PR #1599, opened 2026-09-09
feat(data-marts): allow editing draft joins

kalnik-a-a:
## Summary

- allow the relationship editor to include configured draft Data Mart targets
- expose draft output fields, aliases, and join-specific descriptions before publication
- keep report, formula, and runtime consumers on the published-only default
- add a release changeset for Fibery work item 6905

## Testing

- `npm test -w @owox/backend -- --runInBand`
- `npm test -w @owox/web`
- `npm run lint -w @owox/web`
- `npm exec -- prettier --check <changed files>`
- `git diff --check`

## Notes

The default parallel backend test run hit the existing wall-clock threshold in `formula-analyzer.spec.ts` under CPU contention. The test passed in isolation, and the full backend suite passed serially (613 suites, 9435 tests).

### DIFF
--- a/apps/backend/src/data-marts/controllers/data-mart.controller.ts
+++ b/apps/backend/src/data-marts/controllers/data-mart.controller.ts
@@ -1,4 +1,15 @@
-import { Body, Controller, Delete, Get, HttpCode, Param, Post, Put, Query } from '@nestjs/common';
+import {
+  Body,
+  Controller,
+  Delete,
+  Get,
+  HttpCode,
+  Param,
+  ParseBoolPipe,
+  Post,
+  Put,
+  Query,
+} from '@nestjs/common';
 import { ApiTags } from '@nestjs/swagger';
 import { Auth, AuthContext, AuthorizationContext, Role, Strategy, ViewOnlySafe } from '../../idp';
 import { BlendableSchemaDto } from '../dto/domain/blendable-schema.dto';
@@ -446,9 +457,15 @@ export class DataMartController {
   @GetBlendableSchemaSpec()
   async getBlendableSchema(
     @AuthContext() context: AuthorizationContext,
-    @Param('id') dataMartId: string
+    @Param('id') dataMartId: string,
+    @Query('includeDraftTargets', new ParseBoolPipe({ optional: true }))
+    includeDraftTargets = false
   ): Promise<BlendableSchemaDto> {
-    const command = this.mapper.toGetBlendableSchemaCommand(dataMartId, context);
+    const command = this.mapper.toGetBlendableSchemaCommand(
+      dataMartId,
+      context,
+      includeDraftTargets
+    );
     return this.getBlendableSchemaService.run(command);
   }
 }
--- a/apps/backend/src/data-marts/services/blendable-schema.service.ts
+++ b/apps/backend/src/data-marts/services/blendable-schema.service.ts
@@ -174,10 +174,34 @@ export class BlendableSchemaService {
 
     await this.applyReportingAccess(availableSources, projectId, accessor);
 
+    let issueSources = availableSources;
+    let issueFields = blendedFields;
+    if (options.includeDraftTargets === true) {
+      const publishedSources: AvailableSourceDto[] = [];
+      this.collectBlendedFields({
+        sourceId: dataMartId,
+        parentPath: '',
+        sourcesByPath,
+        relationshipsBySource,
+        result: [],
+        availableSources: publishedSources,
+        branchDmIds,
+        depth: 1,
+        storageType: dataMart.storage.type,
+        includeDraftTargets: false,
+      });
+      const publishedPaths = new Set(publishedSources.map(source => source.aliasPath));
+      issueSources = availableSources.filter(source => publishedPaths.has(source.aliasPath));
+      issueFields = blendedFields.filter(field => publishedPaths.has(field.aliasPath));
+    }
+
     const rawSchemaFields = dataMart.schema?.fields ?? [];
-    // The join tree this very call just walked — so a formula's joined reference is checked against
-    // the SAME tree the report builder will route it through, on the one payload the picker reads.
-    const joinedReferenceIndex = buildJoinedReferenceIndex({ availableSources, blendedFields });
+    // Draft fields may be returned for relationship editing, but formulas remain report-safe: the
+    // report builder cannot route through a draft target, so neither may this health verdict.
+    const joinedReferenceIndex = buildJoinedReferenceIndex({
+      availableSources: issueSources,
+      blendedFields: issueFields,
+    });
 
     return {
       nativeFields,
--- a/apps/backend/src/data-marts/services/blendable-schema.service.ts
+++ b/apps/backend/src/data-marts/services/blendable-schema.service.ts
@@ -119,6 +119,7 @@ interface CollectContext {
   branchDmIds: Set<string>;
   depth: number;
   storageType: DataStorageType;
+  includeDraftTargets: boolean;
 }
 
 @Injectable()
@@ -132,7 +133,8 @@ export class BlendableSchemaService {
   async computeBlendableSchema(
     dataMartId: string,
     projectId: string,
-    accessor: BlendableSchemaAccessor
+    accessor: BlendableSchemaAccessor,
+    options: { includeDraftTargets?: boolean } = {}
   ): Promise<BlendableSchemaDto> {
     const dataMart = await this.dataMartService.getByIdAndProjectId(dataMartId, projectId);
     const nativeFields = (dataMart.schema?.fields ?? []).filter(
@@ -167,6 +169,7 @@ export class BlendableSchemaService {
       branchDmIds,
       depth: 1,
       storageType: dataMart.storage.type,
+      includeDraftTargets: options.includeDraftTargets === true,
     });
 
     await this.applyReportingAccess(availableSources, projectId, accessor);
@@ -260,9 +263,10 @@ export class BlendableSchemaService {
         );
       }
 
-      // Reports cannot join against an unfinalized schema, so a draft target — and any
-      // descendants reachable only through it — must not surface in the picker.
-      if (rel.targetDataMart.status !== DataMartStatus.PUBLISHED) continue;
+      // Reports cannot join against an unfinalized schema. The relationship editor opts in so an
+      // analyst can configure a draft from its saved output schema before publishing it.
+      if (!ctx.includeDraftTargets && rel.targetDataMart.status !== DataMartStatus.PUBLISHED)
+        continue;
 
       if (ctx.branchDmIds.has(rel.targetDataMart.id)) continue;
 
--- a/apps/backend/src/data-marts/use-cases/get-blendable-schema.service.spec.ts
+++ b/apps/backend/src/data-marts/use-cases/get-blendable-schema.service.spec.ts
@@ -31,7 +31,7 @@ describe('GetBlendableSchemaService', () => {
   it('returns blendable schema when user has SEE access on DataMart', async () => {
     const { service, blendableSchemaService, accessDecisionService } = createService(true);
 
-    const command = new GetBlendableSchemaCommand('dm-1', 'proj-1', 'user-1', ['viewer']);
+    const command = new GetBlendableSchemaCommand('dm-1', 'proj-1', 'user-1', ['viewer'], true);
 
     const result = await service.run(command);
 
@@ -43,10 +43,15 @@ describe('GetBlendableSchemaService', () => {
       Action.SEE,
       'proj-1'
     );
-    expect(blendableSchemaService.computeBlendableSchema).toHaveBeenCalledWith('dm-1', 'proj-1', {
-      userId: 'user-1',
-      roles: ['viewer'],
-    });
+    expect(blendableSchemaService.computeBlendableSchema).toHaveBeenCalledWith(
+      'dm-1',
+      'proj-1',
+      {
+        userId: 'user-1',
+        roles: ['viewer'],
+      },
+      { includeDraftTargets: true }
+    );
     expect(result).toBe(blendableSchema);
   });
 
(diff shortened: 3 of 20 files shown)


apps/web/src/features/data-marts/shared/hooks/useBlendableSchema.ts
```diff
@@ -6,25 +6,29 @@ import { BLENDABLE_SCHEMA_QUERY_KEY } from './blendable-schema-query-key';
...
  * a request that is a detail of one card is noise.
  */
-export function useBlendableSchema(dataMartId: string) {
+export function useBlendableSchema(
+  dataMartId: string,
+  { includeDraftTargets = false }: { includeDraftTargets?: boolean } = {}
+) {
   return useQuery({
-    queryKey: [BLENDABLE_SCHEMA_QUERY_KEY, dataMartId],
+    queryKey: includeDraftTargets
```
laskevych, line 23: 🟡 Important (non-blocking): Partitioning the key means the two cards on the Data Setup page (`DataMartSchemaSettings` on the default key, `DataMartRelationshipsContent` on the draft key) no longer dedupe. With `staleTime: 0` every tab visit now issues two `blendable-schema` requests, and each of the 7 `invalidateBlendableSchema` call sites (alias/description/override saves, relationship create/update/delete, schema save) triggers two concurrent backend walks (`findByStorageId` over all storage relationships + `canAccessMany`). The old hook comment explicitly promised "one fetch, one copy".

I understand the isolation rationale (report readers must never see drafts, and `calculatedFieldIssues` differs between variants, so a pure client-side filter would not be equivalent). If the doubled request is an accepted price, please say so in the hook doc; a cheaper long-term option is stamping draft sources on the backend, building `calculatedFieldIssues` from the published subset, and deriving the report-safe view via React Query `select` from one entry.

apps/backend/src/data-marts/services/blendable-schema.service.ts
```diff
@@ -167,6 +169,7 @@ export class BlendableSchemaService {
       branchDmIds,
       depth: 1,
       storageType: dataMart.storage.type,
+      includeDraftTargets: options.includeDraftTargets === true,
```
laskevych, line 172: 💡 Suggestion: With `includeDraftTargets: true` the `joinedReferenceIndex` below (line 180) is built from the draft-inclusive tree, so a root formula referencing `draftAlias.field` is reported as healthy in this payload while `calculated-field-validator`, `output-controls-validator` and the SQL composer (all default) report it broken. Nothing reads `calculatedFieldIssues` from the draft variant today, so this is latent, but the comment above the index ("checked against the SAME tree the report builder will route it through") is now false for that variant.

Consider recording draft alias paths in the collect context and building the index from sources not under a draft path, or document that this field is report-view only.

apps/web/src/features/data-marts/edit/components/DataMartRelationships/DataMartRelationshipsContent.tsx
```diff
@@ -215,9 +215,12 @@ export function DataMartRelationshipsContent({
     void loadRelationships();
   }, [loadRelationships]);
 
-  // Shared with the other cards on this page (the schema editor's formula autocomplete reads the
-  // same entry): one fetch, one copy, and `invalidateBlendableSchema` below refreshes all of them.
-  const { data: blendableSchema } = useBlendableSchema(dataMartId);
+  // This editor needs draft targets so their saved output schemas and per-join overrides remain
+  // configurable before publish. The query key keeps this edit-only payload separate from the
+  // report/formula readers, while `invalidateBlendableSchema` still refreshes both variants.
+  const { data: blendableSchema } = useBlendableSchema(dataMartId, {
```
laskevych, line 221: 💡 Suggestion (affects `RelationshipAccordionItem.tsx:448`, outside the diff): A draft target whose schema was never actualized now arrives with `fieldCount: 0` and `fields: []`, so `source` is non-null and the Fields tab renders `SourceFieldsTable`, whose only empty state is "No fields match the current filter" (`SourceFieldsTable.tsx:402`) even with no filter active. Join conditions can be saved against such a target (a missing join field is only a warning in `create-data-mart-relationship.service.ts`).

A short empty-state line like "This draft has no saved output schema yet" would explain the "0 fields" badge. Related: the "Allow for reporting" switch now shows the real saved state next to the Draft badge, which is a correction, but a caption noting the join will not reach reports until publish would help.

apps/web/src/features/data-marts/edit/components/DataMartRelationships/DataMartRelationshipsContent.tsx
```diff
@@ -215,9 +215,12 @@ export function DataMartRelationshipsContent({
...
+    includeDraftTargets: true,
+  });
```
laskevych, line 223: 📝 Docs: `connectedFieldCounts` and `canvasFieldsByAliasPath` below now derive from the draft-inclusive payload, so the relationship canvas shows field-count badges and Detailed-ERD rows for draft nodes and for published nodes behind a draft (they previously showed "0 fields" and no rows). Draft/Blocked labels still come from the graph endpoint, so nothing breaks, but this visible change is not mentioned in the PR description or changeset. Worth a line there.

apps/backend/src/data-marts/controllers/data-mart.controller.ts
```diff
@@ -446,9 +457,15 @@ export class DataMartController {
   @GetBlendableSchemaSpec()
   async getBlendableSchema(
     @AuthContext() context: AuthorizationContext,
-    @Param('id') dataMartId: string
+    @Param('id') dataMartId: string,
+    @Query('includeDraftTargets', new ParseBoolPipe({ optional: true }))
```
laskevych, line 461: 🔵 Question: `includeDraftTargets` is caller-controlled on a `Role.viewer` endpoint that checks only `SEE` on the root, and `applyReportingAccess` only flags `isAccessibleForReporting` without stripping `blendedFields`. So a viewer with SEE on DM A and no access to draft DM B can now read B's full field list (names, types, descriptions, aliases).

This widens an existing exposure rather than creating a new one (unshared published targets are already returned the same way, and the MCP facade filters them while this HTTP endpoint does not), but it is the first HTTP surface that returns a draft's complete schema; the graph endpoint exposed only join-key names. Is that acceptable, or should the flag require EDIT on the root? Stripping `blendedFields` for inaccessible sources server-side would close both the old and the new case.

apps/backend/src/data-marts/controllers/data-mart.controller.ts
```diff
@@ -446,9 +457,15 @@ export class DataMartController {
...
+    includeDraftTargets = false
```
laskevych, line 462: 🔵 Question: This is the first `ParseBoolPipe` in `apps/backend`. The sibling flags `includeRevoked` and `includeUninstalled` use `@Query('x') x?: string` + `x === 'true'`, which silently treats anything else as false. `ParseBoolPipe({ optional: true })` only short-circuits on nil, so `?includeDraftTargets=` (empty), `=1` or `=TRUE` return 400. Not a problem for the web client (it sends literal `'true'`/`'false'`), just checking the stricter behavior on a public endpoint is intentional.

apps/backend/src/data-marts/use-cases/get-blendable-schema.service.spec.ts
```diff
@@ -31,7 +31,7 @@ describe('GetBlendableSchemaService', () => {
   it('returns blendable schema when user has SEE access on DataMart', async () => {
     const { service, blendableSchemaService, accessDecisionService } = createService(true);
 
-    const command = new GetBlendableSchemaCommand('dm-1', 'proj-1', 'user-1', ['viewer']);
+    const command = new GetBlendableSchemaCommand('dm-1', 'proj-1', 'user-1', ['viewer'], true);
```
laskevych, line 34: 🧪 Test: This was the only test asserting `computeBlendableSchema`'s arguments and it now passes `true`, so nothing asserts the default command forwards `{ includeDraftTargets: false }`. A regression that hard-codes `true` in `run()` would keep the suite green while the report picker and formula editor start receiving drafts. Suggest an `it.each([true, false])` forwarding case.

Likewise in `blendable-schema.service.spec.ts:190`, the new test covers a single A→B(draft) edge; reusing the existing A→B(draft)→C fixture from the skip test and asserting `availableSources` alias paths equal `['b', 'b.c']` would pin the transitive behavior the flag changes most.

apps/web/src/features/data-marts/shared/services/data-mart-relationship.service.ts
```diff
@@ -80,13 +80,15 @@ class DataMartRelationshipService extends ApiService {
...
+   * @param params Optional view controls; draft targets are excluded by default.
    * @param config Optional axios config (e.g. `skipLoadingIndicator` for silent refreshes)
    */
   async getBlendableSchema(
     dataMartId: string,
+    params?: { includeDraftTargets?: boolean },
     config?: AxiosRequestConfig
   ): Promise<BlendableSchema> {
-    return this.get<BlendableSchema>(`/${dataMartId}/blendable-schema`, undefined, config);
+    return this.get<BlendableSchema>(`/${dataMartId}/blendable-schema`, params, config);
```
laskevych, line 91: 🧹 Nit: The hook always passes `{ includeDraftTargets }`, so every default reader now sends `?includeDraftTargets=false`. Sibling optional-boolean services (`plugins.service` `includeUninstalled`, `api-keys.service` `includeRevoked`) omit the param when false and send `'true'` otherwise. Mapping to that shape here keeps the wire identical to today for the report and formula readers.

laskevych (approved):
✅ Approve. The change is opt-in and fail-closed: every report, validator, MCP and HTTP-data consumer still calls `computeBlendableSchema` with the published-only default, prefix invalidation covers both cache variants, and the changeset is correct. Verified locally: the three touched backend specs (106 tests) and the touched web tests (220) pass.

All inline comments are non-blocking. The two I would most like addressed before merge are the doubled request on the Data Setup page (either accepted and documented, or derived from one entry) and the test for default forwarding.

🧹 Nit (`apps/web/src/features/data-marts/shared/hooks/blendable-schema-query-key.ts:3`, outside the diff): the doc comment still says every component fetching blendable schema "uses the same React Query cache entry for a given data mart", which this PR makes false. Please update it to mention the draft-inclusive variant.

apps/web/src/features/data-marts/shared/hooks/useBlendableSchema.ts
kalnik-a-a: **Criticality: LOW / NON-BLOCKING — DOCUMENTED; NO BEHAVIOR CHANGE.**

The two cache entries are intentional: default readers require the report-safe payload, while relationship editing opts into draft targets. The hook now documents the resulting two requests and that prefix invalidation refreshes both variants. Consolidation should wait for profiling and an explicit backend status/filtering contract.

apps/backend/src/data-marts/services/blendable-schema.service.ts
kalnik-a-a: **Criticality: MEDIUM / NON-BLOCKING — FIXED.**

The draft-inclusive response still exposes draft sources and fields for relationship editing, while calculatedFieldIssues is now derived from the published-only relationship tree used by validation and SQL composition. A mixed-tree regression verifies that published references remain valid while references through a draft path remain unavailable for reporting.

apps/web/src/features/data-marts/edit/components/DataMartRelationships/DataMartRelationshipsContent.tsx
kalnik-a-a: **Criticality: LOW / NON-BLOCKING — FIXED.**

The table now distinguishes a source with no available fields from a filtered-empty result and shows a source-specific empty message. The toolbar and Output Alias controls remain available, and a component regression test covers the zero-field case.

apps/web/src/features/data-marts/edit/components/DataMartRelationships/DataMartRelationshipsContent.tsx
kalnik-a-a: **Criticality: LOW / NON-BLOCKING — NO CODE CHANGE.**

Showing saved draft output fields in field-count badges and Detailed ERD rows is intentional and is part of enabling relationship configuration before publication. The existing changeset already describes that user-visible outcome, so a second release-note entry is not needed.

apps/backend/src/data-marts/controllers/data-mart.controller.ts
kalnik-a-a: **Criticality: NONE / NO CHANGE.**

Confirmed product contract: fields from an already configured relationship remain visible in join settings even when the viewer lacks independent access to the target Data Mart, consistently for published and draft targets. isAccessibleForReporting restricts use in report flows; it is not a schema-visibility gate. The endpoint only traverses saved, configured relationships under the visible root Data Mart, so requiring EDIT or redacting these fields would break the intended behavior.

apps/backend/src/data-marts/controllers/data-mart.controller.ts
kalnik-a-a: **Criticality: NONE / NO CHANGE.**

Strict parsing is intentional for this new Boolean query contract: omitted, true, and false are accepted, while malformed values return 400. There is no legacy compatibility requirement for this new parameter, and the web client sends valid Boolean values.

apps/backend/src/data-marts/use-cases/get-blendable-schema.service.spec.ts
kalnik-a-a: **Criticality: LOW / NON-BLOCKING — FIXED.**

Added coverage for the default false forwarding path and extended the draft-target regression through A → B(draft) → C, asserting both alias paths and traversal depths. The existing service-level tests are the narrowest sufficient coverage; no additional E2E suite is needed.

apps/web/src/features/data-marts/shared/services/data-mart-relationship.service.ts
kalnik-a-a: **Criticality: LOW / NON-BLOCKING — FIXED.**

The report-safe default hook call now omits request params, while the opt-in path sends only { includeDraftTargets: true }. Hook tests cover both wire shapes, and the relationship editor true variant remains covered.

####################

TASK OBJECTIVE.
Search the records above for the string "toHaveBeenCalledWith". Report each line that has it.

TASK OUTPUT.
-    expect(blendableSchemaService.computeBlendableSchema).toHaveBeenCalledWith('dm-1', 'proj-1', {
+    expect(blendableSchemaService.computeBlendableSchema).toHaveBeenCalledWith(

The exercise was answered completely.